Overview Of A Planned Unit Development And Mortgage Info

Overview

There are many types of property when you shop for a home. The most common property types, such as single-family homes, condos, and planned unit developments, have subtle but significant differences. A PUD will look like a single-family house to most home buyers. It could be a detached home with a yard and a garage, or it could be all of the other things you want in a single-family home. Although it is a single-family residence, the legal structure of a PUD is closer to that of a condo.

Let's look closer at PUDs and how they can affect the mortgage process.

What Is A PUD?

PUDs can be a group of homes. They can include condos, single-family homes, or commercial property such as retail stores, or any combination of these types of property. However, the most common type of PUDs is made up of single-family homes. A PUD will operate as a condo project. Every homeowner pays monthly or quarterly fees depending on how much they own. The HOA fees, just like condo projects, go towards maintaining amenities and paying for maintenance services.

Parks, playgrounds, pools, tennis and basketball courts, walking trails, private gated common land, and street lights can all be included in the amenities. In addition, street cleaning, landscaping, and security are all possible services.

These amenities and services are only available to homeowners who live in the PUD.

  • As with condos, PUDs also have their own rules and restrictions.
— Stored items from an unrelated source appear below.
PR #3671, opened 2020-02-27
only set setting on citusdb_master

snopoke:


src/commcare_cloud/ansible/roles/citusdb/tasks/main.yml
```diff
@@ -32,7 +32,7 @@
      postgresql_shared_preload_libraries:
        - 'citus'
        - 'pg_stat_statements'
-     postgresql_custom_settings: "{{ [\"citus.use_secondary_nodes = 'always'\"] if is_pg_standby else []}}"
+     postgresql_custom_settings: "{{ [\"citus.use_secondary_nodes = 'always'\"] if is_pg_standby and 'citusdb_master' in groups else []}}"
```
rohit-dimagi: i don't why but this evaluation condition is not working as it should be.

snopoke: is there an error?

rohit-dimagi: No error . it evaluates to true even for the citusworkerstandby node.

snopoke:
```suggestion
     postgresql_custom_settings: "{{ [\"citus.use_secondary_nodes = 'always'\"] if is_pg_standby and inventory_hostname in groups['citusdb_master']|default([]) else []}}"
```

PR #3676, opened 2020-02-27
Support deploying specific commit

orangejenny:
As discussed with @dannyroberts a few weeks back, this is to make the couch to sql model migration easier for third parties. It lets us add a specific commit to [this kind of message](https://github.com/dimagi/commcare-hq/blob/f13091d1d39f4a27f91c23bb09d32a791ea2ce0a/corehq/apps/cleanup/management/commands/populate_sql_model_from_couch_model.py#L74-L77) with instructions for deploying that commit, running the management command with `cchq`, and then deploying master.


orangejenny:
@millerdev There are probably situations where it's unsafe to run old code, although I don't think this PR adds any risk, since it's already possible to deploy an old branch. I do like the thought of having the user-facing instructions tell you to set up a private release rather than do a full deploy.

dannyroberts:
@millerdev I think the intended use is for third party hosters who haven't updated their code in a while. Then we might expect the following timeline:

- They deploy to their instance on January 1
- We make a blocking change on Jan 15, "commit X"
- They try to deploy to their instance on Feb 1
- They see a message that says "to upgrade you first need to deploy from commit X, and then you can deploy the latest change"
- They deploy commit X
- They deploy the latest change

Since they'd have to have deployed commit X to be on any commit later than it, it's unlikely that anything we'd ask them to do would result in them going back in time. At least that's the idea. That said, having a check that the new commit contains the current commit in its history when deploying isn't a terrible idea.

src/commcare_cloud/commands/deploy.py
```diff
@@ -26,7 +26,10 @@ class Deploy(CommandBase):
             Skip the steps involved in recording and announcing the fact of the deploy.
         """),
         Argument('--commcare-branch', help="""
-            The name of the commcare-hq git branch to deploy. 
+            The name of the commcare-hq git branch to deploy. Mutually exclusive with commcare-hash.
+        """, default=None),
+        Argument('--commcare-hash', help="""
+            The hash of a commcare-hq commit to deploy. Mutually exclusive with commcare-branch.
```
dannyroberts: Thoughts on `--commcare-hash` versus `--commcare-commit`? Both `branch` and `commit` are deeply intertwined with our git repo, so it seems preferably to use the `git` terminology for both?

millerdev: +1 for `--commcare-commit` or if this supports any name for a given commit (branch, tag, commit) then `--commcare-rev`

orangejenny: Ha, I went back and forth over naming. My read of [this article](https://www.atlassian.com/git/tutorials/refs-and-the-reflog?section=special-refs) was that both branches and hashes are ways to describe a commit, so it'd be odd to have both "branch" and "commit" args that do different things, and that "hash" is the best way to refer to the SHA. Is that not the case?

This doesn't support tags - [this section](https://github.com/dimagi/commcare-cloud/pull/3676/files#diff-ad8be748d06708f97faa6e0587d23784R142-R147) - would need changes, and I'd rather not do that unless/until there's a need.

millerdev: I agree and it was in the back of my mind that it is strange to have both `--commcare-branch` as well as this new option. Can you elaborate on how they are different? Is it ever the case that one would use both at the same time?

> This doesn't support tags - [this section](https://github.com/dimagi/commcare-cloud/pull/3676/files#diff-ad8be748d06708f97faa6e0587d23784R142-R147) would need changes...

I think `git rev-parse` (which takes a branch name, tag name, commit hash, etc. and returns a commit hash) might work nicely there. [`vellum-to-hq` does something similar](https://github.com/dimagi/commcare-hq/blob/5b79c82821bd9f306f461884771db5d5306dcdfc/scripts/vellum-to-hq#L201).

orangejenny: Thank you, having `gitutils` to reference makes this simpler.

orangejenny:
@millerdev @dannyroberts Updated to support deploying from a tag, renamed the arg to `commcare-rev`, and added a changelog entry.

orangejenny:
@dannyroberts Any guidance on tests? They're failing with:
```
rm: cannot remove ‘docs/changelog/0033-update-deploy-args.md’: No such file or directory
make: *** [clean] Error 1
The command ".travis/tests.sh" exited with 2.
```
I did run `make` as described in the changelog readme. Is that supposed to be done in a separate PR?

dannyroberts:
Nice, awesome work!

src/commcare_cloud/fab/utils.py
```diff
@@ -140,11 +141,7 @@ def deploy_ref(self):
             return env.code_branch
 
         # turn whatever `code_branch` is into a commit hash
-        try:
-            branch = self.repo.get_branch(self._code_branch)
-            return branch.commit.sha
-        except GithubException:
-            return self.repo.get_commit(sha=self._code_branch).sha
+        return sh.git.bake(_tty_out=False)("rev-parse", self._code_branch).strip()
```
millerdev: I am sorry for leading you astray. I don't think this will work since this will most likely operate on the local repository (`commcare-cloud`), not `dimagi/commcare-hq` referenced by `self.repo`. I will see if I can come up with a better option...

orangejenny: That is a good point, this isn't acting in the right repo. Curiously, this does run without error, although I only tested enough to see it didn't throw an error, I didn't do a full deploy.

pygithub allows you to list a repo's tags; that's the approach I was considering when I said I didn't want to bother adding support for tags.

millerdev: I think this will work (tested locally with branch name, commit hash, and tag name)
```suggestion
        return self.repo.get_commit(self._code_branch).sha
```

PR #3708, opened 2020-03-12
Mmthiam add users pna

mmthiam:
##### ISSUE TYPE

- Change Pull Request
- Bugfix Pull Request
- Docs Pull Request
- Feature Pull Request
- Downtime Pull Request

 

##### ADDITIONAL INFORMATION

```paste below

```

* Before
```paste below

```

* After
```paste below

```


esoergel:
It looks like there are some issues with this branch:

> This branch is 5454 commits ahead, 9282 commits behind dimagi:master

Has PNA been maintaining a separate fork of commcare-cloud?  If not, the easiest thing to do would be to make a new branch off of dimagi:master, and cherry-pick the relevant commits on top of that, then open a new PR.

If there _is_ a separate fork with more changes, there are two possible routes to merge the two

**The fork only contains meaningful changes in `environment/pna/`:**
Make a new commit on top of `dimagi:master` which overwrites everything in `environment/pna/` to the versions currently in the fork.  I'd strongly recommend reviewing the diff closely to ensure the changes look accurate.

**The fork has substantive changes outside of `environnment/pna/`:**
This is much harder.  I'd start by attempting a rebase on top of master, or perhaps by cherry-picking or replicating the relevant changes.  Either way, the git history will need to be cleaned up for it to be mergeable.

### Keeping the fork separate
If there are changes necessary for PNA's environment which for whatever reason can't be PR'd into the main commcare-cloud repository, then the only option is to maintain a separate fork.  This would mean collaboration on that fork would have to happen in a different repository, which regularly merges in changes from `dimagi:master`

### Keeping the environment configuration separate
Many environments are stored in the main commcare-cloud repository, which makes it easier to keep them in sync with changes to commcare-cloud itself.  However, environments not managed by Dimagi, this approach likely doesn't make sense, since Dimagi approval is needed for edits.  Rather, the environment directory is stored in isolation, likely as another git repository.  Here is a [sample environment](https://github.com/dimagi/sample-environment) managed in that way.  That is how the [new environment instructions](https://dimagi.github.io/commcare-cloud/setup/new_environment.html) setup these configuration files.

Of course, if this route is taken, you will still need to monitor the [changelog](https://dimagi.github.io/commcare-cloud/changelog/) for breaking changes.  Should any modifications to commcare-cloud be required, those would also need to be PR'd in indvidually.

PR #3712, opened 2020-03-13
Fix production postgres password

dannyroberts:
##### SUMMARY
It was accidentally changed in 81387fe074707657b9fba0c22af207d9df9bdb26. @snopoke FYI. Nothing bad ended up happening, but after this commit `cchq production terraform plan` showed an unapplied diff for this password. (It was for the root user which isn't the one we use in the application, so locallsettings.py wasn't affected.)

To see what I mean run

```
curl https://gist.githubusercontent.com/dannyroberts/0c85bad47423400dfe5de50f9cc16942/raw/9cd3fe90bea30ddc7a729687b50558092c7abf59/git_log_vault.sh > git_log_vault.sh
read -s ANSIBLE_VAULT_PASS  # enter production vault password
ANSIBLE_VAULT_PASS="${ANSIBLE_VAULT_PASS}" bash git_log_vault.sh environments/production/vault.yml
```

That's a bash script I put together to find the commit that basically acts like `git log -p` but on a vault file.

##### ENVIRONMENTS AFFECTED
production


snopoke:
@dannyroberts thanks for the fix, looks like it must have been a paste error. Also nice script. I had to change it slightly to make it work: `--vault-password-file=src/commcare_cloud/ansible/echo_vault_password.sh`.

Seems like something useful to add to the repo

PR #3720, opened 2020-03-17
Making ecryptfs as optional in Ansible playbooks

sanjay2916:
Making ecryptfs as optional in Ansible playbooks

### DIFF
--- a/src/commcare_cloud/ansible/roles/ecryptfs/tasks/main.yml
+++ b/src/commcare_cloud/ansible/roles/ecryptfs/tasks/main.yml
@@ -1,125 +1,121 @@
 ---
 
-- name: Check for valid partition table on block storage device
-  become: yes
-  shell: fdisk -l 2>&1 | grep 'Disk {{ datavol_device }} doesn.t contain a valid partition table'
-  register: partition_check
-  when: datavol_device is defined and ansible_hostname not in groups.get('lvm', [])
-  changed_when: false
-  failed_when: false
-  check_mode: no
+- block:
+    - name: Check for valid partition table on block storage device
+      become: yes
+      shell: fdisk -l 2>&1 | grep 'Disk {{ datavol_device }} doesn.t contain a valid partition table'
+      register: partition_check
+      when: datavol_device is defined and ansible_hostname not in groups.get('lvm', [])
+      changed_when: false
+      failed_when: false
+      check_mode: no
 
-- name: Create partition on block storage volume
-  become: yes
-  shell: echo -e "o\nn\np\n1\n\n\nw" | fdisk {{ datavol_device }}
-  # http://superuser.com/a/739586/86694
-  # o - clear in memory partition table
-  # n - new partition
-  # p - primary partition
-  # 1 - partition number 1
-  #   - default - start at beginning of disk
-  #   - default - use entire disk
-  # w - write the partition table
-  when: datavol_device is defined and partition_check.rc == 0 and ansible_hostname not in groups.get('lvm', [])
+    - name: Create partition on block storage volume
+      become: yes
+      shell: echo -e "o\nn\np\n1\n\n\nw" | fdisk {{ datavol_device }}
+      # http://superuser.com/a/739586/86694
+      # o - clear in memory partition table
+      # n - new partition
+      # p - primary partition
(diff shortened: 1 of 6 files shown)


src/commcare_cloud/ansible/roles/ecryptfs/tasks/main.yml
```diff
@@ -25,7 +25,7 @@
 - name: Format block storage volume
   become: yes
   filesystem: fstype=ext4 dev="{{ datavol_device1 }}"
-  when: datavol_device is defined
+  when: datavol_device is defined and root_encryption_mode != 'aws'
```
dannyroberts: can you use the positive condition instead :`and root_encryption_mode == 'ecryptfs'`? That way seems clearer to me.

Also instead of adding the same condition to every task, could you wrap all of the tasks in the file in a single block that has that condition? Here's an example of somewhere where we use that pattern: https://github.com/dimagi/commcare-cloud/blob/982a3cf7e8283122edd004739bed280ef5a5bfba/src/commcare_cloud/ansible/roles/commcarehq/tasks/main.yml#L52-L100

src/commcare_cloud/commands/terraform/aws.py
```diff
@@ -183,11 +183,19 @@ def context(self):
...
+                        ('datavol_device', '/dev/sdf'),
+                        ('datavol_device1', '/dev/sdf'),
+                        ('is_datavol_ebsnvme', 'yes'),
+                    ])
+                else :
+                    inventory_vars.extend([
+                        ('datavol_device', '/dev/sdf'),
+                        ('datavol_device1', '/dev/sdf'),
+                        ('is_datavol_ebsnvme', 'yes'),
+                    ])
```
dannyroberts:
```suggestion
                inventory_vars.extend([
                    ('datavol_device', '/dev/sdf'),
                    ('datavol_device1', '/dev/sdf'),
                    ('is_datavol_ebsnvme', 'yes'),
                ])
                if server.block_device.encrypted:
                    inventory_vars.append(
                        ('root_encryption_mode', 'aws'),
                    )
```

dannyroberts:
Hey Sanjay, looks pretty good! I left a few change requests. Once you have those in, could you
- manually test the code against staging and make sure that in addition to working for the new aws setup, it doesn't break things for the ecryptfs setup?
- make sure the test includes restarting a staging machine that uses ecryptfs, running after-reboot on it, and making sure that it does the right thing (decrypts /opt/data)?
- comment on this PR saying what you did to test and what the outcomes were
?

src/commcare_cloud/ansible/roles/ecryptfs/tasks/main.yml
```diff
@@ -1,119 +1,121 @@
...
 
-- name: Create blob DB symlink (cchq looks for it in the shared drive)
-  become: yes
-  when: not shared_drive_enabled
-  file: src="{{ encrypted_root }}/blobdb" dest="{{ shared_data_dir }}/blobdb" state=link
-  tags:
-    - ecryptfs-blobdb
+    - name: Create blob DB symlink (cchq looks for it in the shared drive)
+      become: yes
+      when: not shared_drive_enabled and root_encryption_mode != 'aws'
```
dannyroberts: It looks like this was left accidentally?

sanjay2916: yes Danny and removed

src/commcare_cloud/ansible/roles/ecryptfs/tasks/main.yml
```diff
@@ -1,119 +1,121 @@
...
-  shell: fdisk -l 2>&1 | grep 'Disk {{ datavol_device }} doesn.t contain a valid partition table'
-  register: partition_check
-  when: datavol_device is defined and ansible_hostname not in groups.get('lvm', [])
-  changed_when: false
-  failed_when: false
-  check_mode: no
+- block:
+    - name: Check for valid partition table on block storage device
+      become: yes
+      shell: fdisk -l 2>&1 | grep 'Disk {{ datavol_device }} doesn.t contain a valid partition tablef'
```
dannyroberts: The `f` looks like a stray keystroke?

PR #3722, opened 2020-03-19
disable materializing for citus workers

calellowitz:
##### SUMMARY

The child health monthly step of the aggregation seems to have very different performance characteristics based on whether or not the postgres query planner chooses to partially materialize the query. This penalizes materialization in the planner costing algorithm, although it will still use it if required for correctness. I suspect the best option is to try to improve postgres stats so it will just choose the correct plan, but given turnover in these tables (we delete and recreate a substantial part of it in each agg), that might be hard to do.

##### ENVIRONMENTS AFFECTED

ICDS
India

##### ISSUE TYPE

- Change Pull Request

 

##### COMPONENT NAME

Citus


calellowitz:
Deployed, so merging to PR to prevent accidental rollback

You don't have to read all the HOA documents if you are looking at a particular PUD. Budget

  • Bylaws

  • Covenants, Conditions, and Restrictions (sometimes called CC&Rs/declarations)

  • Articles of incorporation

  • Any other information related to PUD is mentioned in the title report.

The budget can help you to understand the total cost structure of the PUD and how much maintenance is required for the community over the years. This will allow you to decide whether a PUD is right in your situation and within your budget. For example, you might be looking at a detached house in a PUD and discover that the fees are too high for amenities that you don't use.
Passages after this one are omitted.